GDPR Good Practice Guide
It’s important that GDPR is seen as an opportunity for marketers. Good practice is key for the ICO. The commissioner wants you to be able to demonstrate that you have done your homework and have tried your best to comply with the new legislation. Here is a simple guide to help you along the way:
- Know your personal data
Before you undertake anything, you need to know what data you are working with.
Conduct a data audit. This is especially important if you store data in different CRMs (your sales teams could even use Excel spreadsheets, or worse) and if the state of your data is not the best it could be.
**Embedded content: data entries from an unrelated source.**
PR #8041, opened 2025-07-14
Warp/Void EOE scripts, part 3

Fulgur14:


forge-gui/res/cardsfolder/upcoming/starwinder.txt
```diff
@@ -0,0 +1,9 @@
+Name:Starwinder
+ManaCost:5 U U
+Types:Creature Leviathan
+PT:7/7
+T:Mode$ DamageDone | ValidSource$ Creature.YouCtrl | ValidTarget$ Player | CombatDamage$ True | TriggerZones$ Battlefield | Execute$ TrigDraw | OptionalDecider$ You | TriggerDescription$ Whenever a creature you control deals combat damage to a player, you may draw that many cards.
```
tool4ever: not optional

Fulgur14: No, this is, in fact, optional.

tool4ever: I was still on my first coffee!

tool4ever: However it's still important you move the Optional to the effect line because of 121.2b

tool4ever: for some reason it's also called OptionalDecider there :p

tool4ever (approved):

PR #8042, opened 2025-07-14
Ai ability updates

tehdiplomat:


forge-ai/src/main/java/forge/ai/AiAbilityDecision.java
```diff
@@ -0,0 +1,9 @@
+package forge.ai;
+
+public record AiAbilityDecision(int rating, AiPlayDecision decision) {
```
tool4ever, line 3: image

tehdiplomat: No I tested this. The syntactic sugar is in the Build Tools we use:

https://github.com/Card-Forge/forge/blob/11815a4cf2e395c5d41fcea40465379b1285aaa2/forge-core/src/main/java/forge/card/CardEdition.java#L210

tool4ever: oh good news

forge-ai/src/main/java/forge/ai/SpellAbilityAi.java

You need to understand what data you have, where you got it from in the first place, what permission levels you have obtained (or not) from your data subjects, and how up-to-date your data is.
- Re-evaluate your data suppliers
This is not just about your data, it is also about the suppliers you choose to work with when it comes to personal data. Make sure they are reputable organisations that have done their homework around GDPR compliance.
- Do your homework
That might sound obvious but if you decide not to go down the consent route, make sure you have conducted a thorough Legitimate Interest Assessment (LIA) and have kept a record of the corresponding documentation. You’ll find a good template for the LIA here: https://www.dpnetwork.org.uk/dpn-legitimate-interests-guidance/
- Put yourself in your prospects’ shoes
Treat your prospects as you would want to be treated. Make sure you are honest and transparent with them when it comes to the use of their data, by who and to which purpose. Make sure it is easy for them to understand this by putting together clear and concise Privacy Notices. Demonstrate benefits or the value exchange to them. Make it easy for them to opt out from receiving further communications from your organisation and keep their data safe. If you haven’t been in touch for a while, check again that it is still ok to contact them.
- Respect their data
Ensure the personal data you hold is up-to-date and accurate, and that it is relevant to your business needs. If it is not relevant, scrap it! Use it lawfully. If you pass it on to third parties, make sure you inform data subjects by telling them who these third parties are and how they will make use of their data. Do not gather more data than is necessary. If you are using personal data for profiling purposes, make sure it is anonymised.
- Stick to your words
Make sure you do not use personal data for any other purpose than that mentioned in your Privacy Notices. If you commit to amend or remove personal details from your database within a specific timeframe, do so! Your organisation’s reputation is at stake here.
- Review your T&Cs
If you pass on your data to third parties, make sure they know how they should be using that data.
- Be accountable
Nominate some personal data champions who are accountable for your personal data and the way it is being used and processed. Ensure you can demonstrate you have taken GDPR seriously and have done as much as you could to comply. Provide training to your staff so they understand why it is important to comply with GDPR and apply best practice when handling personal data, and what the potential implications of not doing so are.
- Keep on top of things
Ensure you process all GDPR requests as soon as feasibly possible and communicate opt-outs or consent refusals to third parties. Ensure you keep records of opt-out requests, removal requests and consent date stamps, and have the processes in place to ensure these data subjects are not contacted again.
Good practice can be an opportunity for your business. Remember that quantity doesn’t always mean quality. Better to have fewer prospects who you know want to hear from you (higher conversion rate for your sales teams) and are more inclined to give out information about themselves, so you can personalise your marketing messages based on their needs and interests. As a result, you should see ROI and your marketing campaigns performance improve with better targeted campaigns. By treating personal data with respect, you can also gain your prospects’ trust and improve your business reputation. That can in turn attract more customers. So, roll your sleeves up and go for it! You’ve got nothing to lose and all to gain.